» Assignment:
Give the number of lines in the material below that hold "multiple", and nothing besides.

################

PR #5840, opened 2024-10-23
Pick SageMaker IAM credentials to use for code completion

ahusseinali:
## Problem
SageMaker IAM are not automatically picked up from node environment for Amazon Q Code Completion. However, this feature is supported in AWS-Toolkit and was working fine for code completion before Amazon Q codebase split from aws-toolkit logic

## Solution
- Bring the IAM credential provider to Amazon Q extension activation
- The scope is narrowed down to Sagemaker environment for safety and since it's an existing feature, no extra tests need to be added

---

### DIFF
--- a/packages/amazonq/.changes/next-release/Bug Fix-0ee7be24-b0f8-460b-a852-a2d08b6d289e.json
+++ b/packages/amazonq/.changes/next-release/Bug Fix-0ee7be24-b0f8-460b-a852-a2d08b6d289e.json
@@ -1,0 +1,4 @@
+{
+	"type": "Bug Fix",
+	"description": "Use SM IAM Credentials for Code Completion"
+}
--- a/packages/amazonq/src/extension.ts
+++ b/packages/amazonq/src/extension.ts
@@ -44,6 +44,7 @@ import {
     setContext,
     setupUninstallHandler,
     maybeShowMinVscodeWarning,
+    isSageMaker,
 } from 'aws-core-vscode/shared'
 import { ExtStartUpSources, telemetry } from 'aws-core-vscode/telemetry'
 import { VSCODE_EXTENSION_ID } from 'aws-core-vscode/utils'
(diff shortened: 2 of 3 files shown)


packages/amazonq/.changes/next-release/Bug Fix-0ee7be24-b0f8-460b-a852-a2d08b6d289e.json
```diff
@@ -0,0 +1,4 @@
+{
+	"type": "Bug Fix",
+	"description": "Use SM IAM Credentials for Code Completion"
```
justinmk3, line 3: Thanks for including a changelog. Please review the [changelog guidelines](https://github.com/aws/aws-toolkit-vscode/blob/master/CONTRIBUTING.md#changelog).

justinmk3:
> The scope is narrowed down to Sagemaker environment for safety and since it's an existing feature,

Please evaluate whether it makes sense to enable in general. That's part of the work here.

packages/amazonq/.changes/next-release/Bug Fix-0ee7be24-b0f8-460b-a852-a2d08b6d289e.json
ahusseinali: Does it need further refinement? I can take your proposal on that. How much context should be stated in it?

ahusseinali:
> Please evaluate (based on the usages in the code) whether it makes sense to enable in general. That's part of the work here.

I initially had it with a wider scope, but I believe it's risky as the logic has implied assumption that the code is loaded in a container environment with IAM permissions passed to that environment. It's hard to reason about whether it should be enabled in general unless we provide Chat support as well for IAM (which is WIP)

ahusseinali:
Closing this change as it was merged as part of a different change

PR #5845, opened 2024-10-23
telemetry(bug): sessionId not unique

nkomonen-amazon:
## Problem:

There seems to be a bug with vscode.env.sessionId since we observed in telemetry multiple clientIds who had the same sessionId.

## Solution:

Generate our own sessionId and share it between extensions through globalThis

---

### DIFF
--- a/packages/core/src/dev/activation.ts
+++ b/packages/core/src/dev/activation.ts
@@ -61,57 +61,59 @@ let targetAuth: Auth
  * on selection. There is no support for name-spacing. Just add the relevant
  * feature/module as a description so it can be moved around easier.
  */
-const menuOptions: Record<DevFunction, MenuOption> = {
-    installVsix: {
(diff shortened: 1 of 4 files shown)


Princeprince559 (approved):
tada [princeprince559](url)

packages/core/src/dev/activation.ts
```diff
@@ -61,57 +61,59 @@ let targetAuth: Auth
  * on selection. There is no support for name-spacing. Just add the relevant
  * feature/module as a description so it can be moved around easier.
  */
-const menuOptions: Record<DevFunction, MenuOption> = {
```
nkomonen-amazon, line 64: This was defined at extension load and called `getSessionId()` before globals was defined. So we just make this a function so it is created once needed

hayemaxi (approved):

jpinkney-aws (approved):

PR #5850, opened 2024-10-24
fix(crash): Add more telemetry info to crash reporting

nkomonen-amazon:
## Problem

We are seeing weird issues with some users when crash reporting due to crashes for a specific session id being reported multiple times, even though it should report one.

## Solution

Add more telemetry data so that we can see when the heartbeat is successfully sent, and what the crash checker sees when it runs.

## Additional

There are other small commits that make small changes, each has a description for what it is doing
---


packages/core/src/test/shared/crypto.test.ts
```diff
@@ -44,3 +44,23 @@ describe('crypto', function () {
...
+        const fullUUID = 'aaaabbbb-cccc-dddd-eeee-ffffhhhhiiii'
+        const result = truncateUuid(fullUUID)
+        assert.strictEqual(result, 'aaaa...iiii')
+    })
+
+    it('should handle a different valid UUID correctly', function () {
+        const fullUUID = '12340000-0000-0000-0000-000000005678'
+        const result = truncateUuid(fullUUID)
+        assert.strictEqual(result, '1234...5678')
+    })
```
hayemaxi, line 59: These tests are the same?

packages/core/src/shared/crashMonitoring.ts
```diff
@@ -61,22 +61,33 @@ const className = 'CrashMonitoring'
...
 
     static #didTryCreate = false
     static #instance: CrashMonitoring | undefined
     /** Returns an instance of this class or undefined if any initial validation fails. */
     public static async instance(): Promise<CrashMonitoring | undefined> {
+        // - We do not support web due to some incompatibilities
+        // - We do not support cloud desktop due to false crash reports due to sleep+vpn+ssh timeouts with the IDE
+        if (isWeb() || (await getComputeEnvType()) === 'cloudDesktop-amzn') {
+            return undefined
+        }
```
hayemaxi, line 89: Why not local only? Wouldn't any remote environment potentially have this issue?

nkomonen-amazon: There is **a lot** of noise caused specifically by cloud desktop, compared to the other ssh'd instances it is not much. This is probably since we have lots of Amazon devs using it.

The goal is to get rid of the noise while still collecting data on the others so that if we need it in the future it is there.

packages/core/src/test/shared/crypto.test.ts
nkomonen-amazon: good point, merged with the other

hayemaxi (approved):

packages/core/src/shared/telemetry/vscodeTelemetry.json
```diff
@@ -1184,8 +1189,31 @@
...
                     "required": false
+                },
+                {
+                    "type": "timestamp",
+                    "required": false
                 }
             ]
+        },
+        {
+            "name": "ide_heartbeat",
```
justinmk3, line 1200: `toolkit_heartbeat` may fit better. ide_ is for non-extension evens (from the ide)

packages/core/src/shared/crashMonitoring.ts
justinmk3: would that apply to many/most "remote" situations?

PR #5853, opened 2024-10-24
feat(feature dev): Add setting to allow Q to run code and test commands

willyyhuang:
## Problem

Q /dev team is launching a new feature: Allow Q to execute build/test based on customer's configuration 🎉🎉

## Solution

We have made a couple tweaks to incorporate the user experience
- Added a new setting to allow Q to run code and test commands per project

image

- Added a pre-filled prompt option for customer to generate a configuration for this feature
- Added a couple follow up buttons throughout the /dev flow and added logic around them

image

- Updated copies
- Updated `codefileExtensions` set

---


packages/amazonq/package.json
```diff
@@ -127,6 +127,11 @@
                     "markdownDescription": "%AWS.configuration.description.amazonq%",
                     "default": true
                 },
+                "amazonQ.allowDevCommands": {
+                    "markdownDescription": "%AWS.configuration.description.allowDevCommands%",
+                    "type": "object",
```
jpinkney-aws, line 132: Is there a better name for that setting? `allowDevCommands` makes me think that its a boolean rather than an object

packages/core/src/amazonqFeatureDev/controllers/chat/controller.ts
```diff
@@ -491,12 +498,16 @@ export class FeatureDevController {
...
     }
-    private workOnNewTask(
+    private async workOnNewTask(
         message: any,
         remainingIterations: number = 0,
         totalIterations?: number,
         isStoppedGeneration: boolean = false
     ) {
+        const hasDevFile = await checkForDevFile(
+            (await this.sessionStorage.getSession(message.tabID)).config.workspaceRoots[0]
```
jpinkney-aws, line 508: Is there some UI indication that only the first workspace root is used?

packages/core/src/amazonqFeatureDev/controllers/chat/controller.ts
```diff
@@ -537,6 +564,20 @@ export class FeatureDevController {
             i18n('AWS.amazonq.featureDev.placeholder.additionalImprovements')
         )
     }
+
+    private async processAutoBuildSetting(setting: boolean, msg: any) {
+        const root = (await this.sessionStorage.getSession(msg.tabID)).config.workspaceRoots[0]
```
jpinkney-aws, line 569: I think this is used a few places, does it make sense to do this in one place so everything is aligned and we're always pulling the first workspace root?

packages/core/src/codewhisperer/util/codewhispererSettings.ts
```diff
@@ -64,6 +65,18 @@ export class CodeWhispererSettings extends fromExtensionManifest('amazonQ', desc
         return Math.max(this.get('workspaceIndexMaxSize', 250), 1)
     }
 
+    public getAutoBuildFeatureProjects(): { [key: string]: boolean } {
```
jpinkney-aws, line 68: It feels weird that now we are moving changes into the codewhisperer project to support this. Maybe we should seperate this into amazon q chat settings and amazon q inline settings? And then q inline can live here and amazon q chat can live in the amazon q folder

packages/core/src/shared/filetypes.ts
```diff
@@ -349,5 +357,6 @@ export const codefileExtensions = new Set([
 /** Returns true if `filename` is a code file. */
 export function isCodeFile(filename: string): boolean {
     const ext = path.extname(filename).toLowerCase()
-    return codefileExtensions.has(ext)
+    const result = codefileExtensions.has(ext) || codefileExtensions.has(filename)
```
jpinkney-aws, line 360: Can you elaborate on why we need `codefileExtensions.has(filename)`?

packages/core/src/amazonqFeatureDev/controllers/chat/controller.ts
```diff
@@ -147,6 +148,12 @@ export class FeatureDevController {
                 case FollowUpTypes.SendFeedback:
                     this.sendFeedback()
                     break
+                case FollowUpTypes.AcceptAutoBuild:
+                    return this.processAutoBuildSetting(true, data)
+                case FollowUpTypes.DenyAutoBuild:
+                    return this.processAutoBuildSetting(false, data)
+                case FollowUpTypes.GenerateDevFile:
+                    return this.newTask(data, true)
```
chengoramazon, line 156: Can you create another function for this case?

packages/core/src/amazonqFeatureDev/constants.ts
```diff
@@ -14,6 +14,9 @@ export const featureDevChat = 'featureDevChat'
 
 export const featureName = 'Amazon Q Developer Agent for software development'
 
+export const generateDevFilePrompt =
+    'generate a devfile in my repository. Note that you should only use devfile version 2.0.0 and the only supported command is test, so you should bundle all install, build and test commands in "test". also you can use "public.ecr.aws/aws-mde/universal-image:latest" as universal image if you aren\'t sure which image to use. here is an example for a node repository: schemaVersion: 2.0.0 components: - name: dev container: image: public.ecr.aws/aws-mde/universal-image:latest commands: - id: test exec: component: dev commandLine: "npm install && npm run build && npm run test"'
```
jpinkney-aws, line 18: Has this string of text been reviewed by ux?

packages/core/src/amazonqFeatureDev/session/session.ts
```diff
@@ -59,14 +64,51 @@ export class Session {
...
-            await this.setupConversation(msg)
-            this.preloaderFinished = true
-            this.messenger.sendAsyncEventProgress(this.tabID, true, undefined)
-            await this.proxyClient.sendFeatureDevTelemetryEvent(this.conversationId) // send the event only once per conversation.
+        const root = this.config.workspaceRoots[0]
+        const autoBuildProjectSetting = CodeWhispererSettings.instance.getAutoBuildFeatureProjects()
+        const hasDevfile = await checkForDevFile(root)
+        const isPromptedForAutoBuildFeature = Object.keys(autoBuildProjectSetting).includes(root)
+
+        if (hasDevfile && !isPromptedForAutoBuildFeature) {
```
chengoramazon, line 72: Can we extract the logic out of `preloader` function?

packages/core/src/shared/filetypes.ts
willyyhuang: `.gitignore` for example is ignored 

`path.extname(".gitignore")` is unable to return `gitignore`, it actually just returns nothing

packages/core/src/amazonqFeatureDev/session/session.ts
```diff
@@ -59,14 +64,51 @@ export class Session {
...
+                await this.setupConversation(msg)
+                this.preloaderFinished = true
+                this.messenger.sendAsyncEventProgress(this.tabID, true, undefined)
+                await this.proxyClient.sendFeatureDevTelemetryEvent(this.conversationId) // send the event only once per conversation.
+            }
+            return this.preloaderFinished
         }
     }
 
+    private async promptUserConsent(tabID: string) {
```
chengoramazon, line 86: It looks only for the exeuction-engine feature. Can we rename it a bit specific?

packages/core/src/amazonqFeatureDev/controllers/chat/controller.ts
```diff
@@ -867,8 +908,18 @@ export class FeatureDevController {
         // Re-run the opening flow, where we check auth + create a session
         await this.tabOpened(message)
 
-        this.messenger.sendChatInputEnabled(message.tabID, true)
-        this.messenger.sendUpdatePlaceholder(message.tabID, i18n('AWS.amazonq.featureDev.placeholder.describe'))
+        if (generateDevFile) {
```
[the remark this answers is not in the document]
willyyhuang: yes

packages/amazonq/package.json
willyyhuang: sure, how does `allowDevCommandsConfiguration` sound? 

it was quite tricky for me to do the naming in the first place

packages/core/src/amazonqFeatureDev/controllers/chat/controller.ts
willyyhuang: no, good point, let me think about how to handle this

packages/core/src/amazonqFeatureDev/session/session.ts
willyyhuang: sure

packages/core/src/amazonqFeatureDev/session/session.ts
willyyhuang: as in, these 4 lines of code? sure

packages/core/src/amazonqFeatureDev/controllers/chat/controller.ts
willyyhuang: I will change the function to optionally accept "prefilledPrompt" instead

packages/core/src/amazonqFeatureDev/session/session.ts
willyyhuang: actually, what are you suggesting here? I think this logic sits well here, do not need to extract the logic out, since it's part of pre-loading the conversation

packages/amazonq/package.json
willyyhuang: we have decided to go with `devCommandWorkspaceConfigurations`

packages/core/src/amazonqFeatureDev/controllers/chat/controller.ts
```diff
@@ -867,8 +908,18 @@ export class FeatureDevController {
         // Re-run the opening flow, where we check auth + create a session
         await this.tabOpened(message)
 
-        this.messenger.sendChatInputEnabled(message.tabID, true)
-        this.messenger.sendUpdatePlaceholder(message.tabID, i18n('AWS.amazonq.featureDev.placeholder.describe'))
+        if (prefilledPrompt) {
+            this.messenger.sendAnswer({
```
chengoramazon, line 912: Non-blocking, but why new task has to couple with dev file generation?

```
this.messenger.sendAnswer({
                type: 'system-prompt',
                tabID: message.tabID,
                message: i18n('AWS.amazonq.featureDev.pillText.generateDevFile'),
            })
this.newTask(data, generateDevFilePrompt)
```

chengoramazon (approved):

packages/core/src/amazonqFeatureDev/controllers/chat/controller.ts
willyyhuang: good catch, let me change that

packages/core/src/amazonqFeatureDev/controllers/chat/controller.ts
willyyhuang: We will follow up with this, most likely going to modify from strings

packages/core/src/amazonqFeatureDev/util/files.ts
```diff
@@ -19,9 +19,16 @@ import { TelemetryHelper } from './telemetryHelper'
 import { maxRepoSizeBytes } from '../constants'
 import { isCodeFile } from '../../shared/filetypes'
 import { fs } from '../../shared'
+import { CodeWhispererSettings } from '../../codewhisperer'
 
 const getSha256 = (file: Buffer) => createHash('sha256').update(file).digest('base64')
 
+export async function checkForDevFile(root: string) {
+    const devFilePath = root + '/devfile.yaml'
```
jpinkney-aws, line 27: Do we need a path.join here? Will this work on windows?

packages/core/src/amazonqFeatureDev/util/files.ts
```diff
@@ -34,15 +41,19 @@ export async function prepareRepoData(
 ) {
     try {
         const files = await collectFiles(repoRootPaths, workspaceFolders, true, maxRepoSizeBytes)
+        const devCommandWorkspaceConfigurations = CodeWhispererSettings.instance.getDevCommandWorkspaceConfigurations()
+        const useAutoBuildFeature = devCommandWorkspaceConfigurations[repoRootPaths[0]] ?? false
```
jpinkney-aws, line 45: are the test for prepare repo data updated to handle this?

packages/core/src/amazonqFeatureDev/util/files.ts
willyyhuang: good catch, I can change it to use `path.join`

as for windows, I will get someone with a windows machine to test

packages/core/src/amazonqFeatureDev/util/files.ts
willyyhuang: are you mentioning `prepareRepoData.test.ts`?

jpinkney-aws: yeah

jpinkney-aws: they seem to be passing so i guess its fine

jpinkney-aws (approved):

################

» Response to this task:
2